TASK TO CARRY OUT
Transcribe the data that follows, exactly and in full.

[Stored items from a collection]
_ _ _ _ _ _ _
PR #22729, opened 2024-10-01
Add Waffle Flag for Submissions

chrstinalin:
Fixes: mozilla/addons#1830

### Description

Adds waffle flag `enable-submissions` to disable add-on related submissions (both new add-ons and versions) when toggled to `false` for a particular group on both DevHub and the API. Includes the endpoints:

1. POST `api/v5/addons/addon/`
2. PUT (CREATE) `api/v5/addons/addon/<guid>/`
3. POST `api/v5/addons/addon/<guid>/versions/`
4. POST `api/v5/addons/addon/<guid>/previews/`
5. PUT `api/v4/addons/`
6. POST `api/v4/addons/<guid>/versions/<version>`
7. PUT `api/v3/addons/`
8. POST `api/v3/addons/<guid>/versions/<version>`

The waffle flag's 'note' can be used to add additional information. The API response:
```
{
    "error": "Submissions are not currently available.",
    "reason": "This is the note reason."
}
```
And on DevHub:
image
image

### Testing
1. Deactivate the `enable-submissions` waffle flag (everyone should be = `True` by default).
2. On DevHub, all URLs pointing to a) uploading a new add-on, or b) uploading a new version are blocked.
3. Any API requests to endpoints that do the same return the error.

### Checklist


diox:
Can you refactor the conditions in the views into a decorator or two (one for APIs, one for "regular" views) to reduce duplicated code ?

src/olympia/addons/decorators.py
```diff
@@ -55,3 +58,15 @@ def addon_view_factory(qs):
...
+
+
+def require_submissions_enabled(f):
+    """Require the enable-submissions waffle flag to be enabled."""
+
+    @functools.wraps(f)
+    def wrapper(request, *args, **kw):
+        if waffle.flag_is_active(request, 'enable-submissions'):
+            return f(request, *args, **kw)
+        return submissions_disabled_response()
```
diox, line 70: Sorry, one more change with the logic: we could have a single decorator actually. Inside, you can return a `Response` (API) or a `TemplateResponse` (non-API) by doing a check on `request.is_api`. And I don't think we need to have the code in utils, it's short enough and never re-used anywhere else, we could have it directly in the decorator IMHO. That allows you to share the bit that retrieves the note between the 2 code paths as well.

src/olympia/amo/templates/amo/submissions_disabled.html
```diff
@@ -0,0 +1,18 @@
...
+
+{% block main_content %}
+<div role="main">
+  <section>
+    <h1>{{ _('Submissions are not currently available.') }}</h1>
+    <p>
+      {% if reason %}
+      {{ reason }}
+      {% else %}
+      Submissions have been temporarily disabled. Please check back later.
```
diox, line 13: Should be translated

diox: (I've asked for help from product/operations on the copy in the issue)

src/olympia/amo/templates/amo/submissions_disabled.html
```diff
@@ -0,0 +1,18 @@
...
+
+{% block title %}{{ _('Submissions Unavailable') }}{% endblock %}
+
+{% block main_content %}
+<div role="main">
+  <section>
+    <h1>{{ _('Submissions are not currently available.') }}</h1>
+    <p>
+      {% if reason %}
+      {{ reason }}
```
diox, line 11: indent

diox (changes requested):
I think we should be a little more subtle than that (sorry it was so poorly specified in the issue):
- We don't need to completely block all steps of the submission process. Let's only block the part where the add-on is being submitted, that's what matters - for the rest, it's too late anyway.
- On the page where the developer is selecting the file, let's allow access to the page if it's a `GET`, but disable the inputs/buttons and show the error message there. Or even replace the entire <form> with the message, whatever is easier. That way developers should never be surprised (and in theory shouldn't hit the 403 submissions_disabled.html page, unless they tried to be sneaky or submitted right when the flag was modified)

src/olympia/addons/decorators.py
```diff
@@ -55,3 +61,30 @@ def addon_view_factory(qs):
...
+            return f(request, *args, **kw)
+        flag = waffle.get_waffle_flag_model().get('enable-submissions')
+        reason = flag.note if hasattr(flag, 'note') else None
+        if getattr(request, 'is_api', True):
+            return Response(
+                {
+                    'error': gettext('Add-on uploads are temporarily unavailable.'),
+                    'reason': reason,
+                },
+                status=status.HTTP_403_FORBIDDEN,
```
diox, line 81: Here and below: I think we should use a 503, not a 403. It's a temporary error caused by us, not something the developer can do anything about.

src/olympia/devhub/views.py
```diff
@@ -1363,6 +1364,7 @@ def submit_version_agreement(request, addon_id, addon):
 
 
 @transaction.atomic
+@require_submissions_enabled
```
diox, line 1367: Not necessary to protect this page (see comment below about needing to protect `upload()` and how to integrate the error message better in the submit upload page, though)

diox (approved):

diox (changes requested):
Wrong button before, didn't mean to approve, definitely need changes.

diox (approved):
We can ship this, but create an issue to address these points in a follow-up:

- The Theme Submission page (`/en-US/developers/addon/submit/theme/upload-listed`) has the `Create a theme` button still enabled when the flag is off
- The Theme Wizard page (that the aforementioned button leads to - `/en-US/developers/addon/submit/wizard-listed`) also has its submit button still enabled
- Some warning should be displayed somewhere on the upload & theme wizard pages and not just on the `title` of the disabled buttons, to make it more obvious. With the full `note` for consistency.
_ _ _ _ _ _ _
REPLY TO THE TASK
PR #22729, opened 2024-10-01
Add Waffle Flag for Submissions

chrstinalin:
Fixes: mozilla/addons#1830

### Description

Adds waffle flag `enable-submissions` to disable add-on related submissions (both new add-ons and versions) when toggled to `false` for a particular group on both DevHub and the API. Includes the endpoints:

1. POST `api/v5/addons/addon/`
2. PUT (CREATE) `api/v5/addons/addon/<guid>/`
3. POST `api/v5/addons/addon/<guid>/versions/`
4. POST `api/v5/addons/addon/<guid>/previews/`
5. PUT `api/v4/addons/`
6. POST `api/v4/addons/<guid>/versions/<version>`
7. PUT `api/v3/addons/`
8. POST `api/v3/addons/<guid>/versions/<version>`

The waffle flag's 'note' can be used to add additional information. The API response:
```
{
    "error": "Submissions are not currently available.",
    "reason": "This is the note reason."
}
```
And on DevHub:
image
image

### Testing
1. Deactivate the `enable-submissions` waffle flag (everyone should be = `True` by default).
2. On DevHub, all URLs pointing to a) uploading a new add-on, or b) uploading a new version are blocked.
3. Any API requests to endpoints that do the same return the error.

### Checklist


diox:
Can you refactor the conditions in the views into a decorator or two (one for APIs, one for "regular" views) to reduce duplicated code ?

src/olympia/addons/decorators.py
```diff
@@ -55,3 +58,15 @@ def addon_view_factory(qs):
...
+
+
+def require_submissions_enabled(f):
+    """Require the enable-submissions waffle flag to be enabled."""
+
+    @functools.wraps(f)
+    def wrapper(request, *args, **kw):
+        if waffle.flag_is_active(request, 'enable-submissions'):
+            return f(request, *args, **kw)
+        return submissions_disabled_response()
```
diox, line 70: Sorry, one more change with the logic: we could have a single decorator actually. Inside, you can return a `Response` (API) or a `TemplateResponse` (non-API) by doing a check on `request.is_api`. And I don't think we need to have the code in utils, it's short enough and never re-used anywhere else, we could have it directly in the decorator IMHO. That allows you to share the bit that retrieves the note between the 2 code paths as well.

src/olympia/amo/templates/amo/submissions_disabled.html
```diff
@@ -0,0 +1,18 @@
...
+
+{% block main_content %}
+<div role="main">
+  <section>
+    <h1>{{ _('Submissions are not currently available.') }}</h1>
+    <p>
+      {% if reason %}
+      {{ reason }}
+      {% else %}
+      Submissions have been temporarily disabled. Please check back later.
```
diox, line 13: Should be translated

diox: (I've asked for help from product/operations on the copy in the issue)

src/olympia/amo/templates/amo/submissions_disabled.html
```diff
@@ -0,0 +1,18 @@
...
+
+{% block title %}{{ _('Submissions Unavailable') }}{% endblock %}
+
+{% block main_content %}
+<div role="main">
+  <section>
+    <h1>{{ _('Submissions are not currently available.') }}</h1>
+    <p>
+      {% if reason %}
+      {{ reason }}
```
diox, line 11: indent

diox (changes requested):
I think we should be a little more subtle than that (sorry it was so poorly specified in the issue):
- We don't need to completely block all steps of the submission process. Let's only block the part where the add-on is being submitted, that's what matters - for the rest, it's too late anyway.
- On the page where the developer is selecting the file, let's allow access to the page if it's a `GET`, but disable the inputs/buttons and show the error message there. Or even replace the entire <form> with the message, whatever is easier. That way developers should never be surprised (and in theory shouldn't hit the 403 submissions_disabled.html page, unless they tried to be sneaky or submitted right when the flag was modified)

src/olympia/addons/decorators.py
```diff
@@ -55,3 +61,30 @@ def addon_view_factory(qs):
...
+            return f(request, *args, **kw)
+        flag = waffle.get_waffle_flag_model().get('enable-submissions')
+        reason = flag.note if hasattr(flag, 'note') else None
+        if getattr(request, 'is_api', True):
+            return Response(
+                {
+                    'error': gettext('Add-on uploads are temporarily unavailable.'),
+                    'reason': reason,
+                },
+                status=status.HTTP_403_FORBIDDEN,
```
diox, line 81: Here and below: I think we should use a 503, not a 403. It's a temporary error caused by us, not something the developer can do anything about.

src/olympia/devhub/views.py
```diff
@@ -1363,6 +1364,7 @@ def submit_version_agreement(request, addon_id, addon):
 
 
 @transaction.atomic
+@require_submissions_enabled
```
diox, line 1367: Not necessary to protect this page (see comment below about needing to protect `upload()` and how to integrate the error message better in the submit upload page, though)

diox (approved):

diox (changes requested):
Wrong button before, didn't mean to approve, definitely need changes.

diox (approved):
We can ship this, but create an issue to address these points in a follow-up:

- The Theme Submission page (`/en-US/developers/addon/submit/theme/upload-listed`) has the `Create a theme` button still enabled when the flag is off
- The Theme Wizard page (that the aforementioned button leads to - `/en-US/developers/addon/submit/wizard-listed`) also has its submit button still enabled
- Some warning should be displayed somewhere on the upload & theme wizard pages and not just on the `title` of the disabled buttons, to make it more obvious. With the full `note` for consistency.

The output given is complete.